The victory was won, and my mother began to go out with us and visit her neighbors. She had not to learn self-possession nor good manners, these were innate; and as for education, knowledge, rare good sense, and kindliness, seldom was she to meet her equal. I wrote “never” instead of “seldom” and then struck it out. Nevertheless my private opinion is reserved.
Life at Altoona was made more agreeable for me through Mr. Scott’s niece, Miss Rebecca Stewart, who kept house for him. She played the part of elder sister to me to perfection, especially when Mr. Scott was called to Philadelphia or elsewhere. We were much together, often driving in the afternoons through the woods. The intimacy did not cease for many years, and re-reading some of her letters in 1906 I realized more than ever my indebtedness to her. She was not much beyond my own age, but always seemed a great deal older. Certainly she was more mature and quite capable of playing the elder sister’s part. It was to her I looked up in those days as the perfect lady. Sorry am I our paths parted so widely in later years. Her daughter married the Earl of Sussex and her home in late years has been abroad. [July 19, 1909, Mrs. Carnegie and I found my elder-sister friend April last, now in widowhood, in Paris, her sister and also her daughter all well and happy. A great pleasure, indeed. There are no substitutes for the true friends of youth.]
Mr. Scott remained at Altoona for about three years when deserved promotion came to him. In 1859 he was made vice-president of the company, with his office in Philadelphia. What was to become of me was a serious question. Would he take me with him or must I remain at Altoona with the new official? The thought was to me unbearable. To part with Mr. Scott was hard enough; to serve a new official in his place I did not believe possible. The sun rose and set upon his head so far as I was concerned. The thought of my promotion, except through him, never entered my mind.
He returned from his interview with the president at Philadelphia and asked me to come into the private room in his house which communicated with the office. He told me it had been settled that he should remove to Philadelphia. Mr. Enoch Lewis, the division superintendent, was to be his successor. I listened with great interest as he approached the inevitable disclosure as to what he was going to do with me. He said finally:
“Now about yourself. Do you think you could manage the Pittsburgh Division?”

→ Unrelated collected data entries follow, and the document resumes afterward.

Issue #20, opened 2019-07-13
Support recursion in Malli Schema definitions


ikitommi:
Registry should support recursion, e.g. 

```clj
{::age int?
 :child-age [:and ::age [:> 18]] ;; should be expanded
 :child [:map 
         [:name string?] 
         [:age :child-age] 
         [:friends [:set :child]]]} ;; recursion
```

RafaeLeal:
Hello!
I have a different proposal, to be more flexible. So we don't require to be on registry to support recursion.
https://github.com/metosin/malli/pull/117

ikitommi:
merged in master

PR #209, opened 2020-06-22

I was at an age when I thought I could manage anything. I knew nothing that I would not attempt, but it had never occurred to me that anybody else, much less Mr. Scott, would entertain the idea that I was as yet fit to do anything of the kind proposed. I was only twenty-four years old, but my model then was Lord John Russell, of whom it was said he would take the command of the Channel Fleet to-morrow. So would Wallace or Bruce. I told Mr. Scott I thought I could.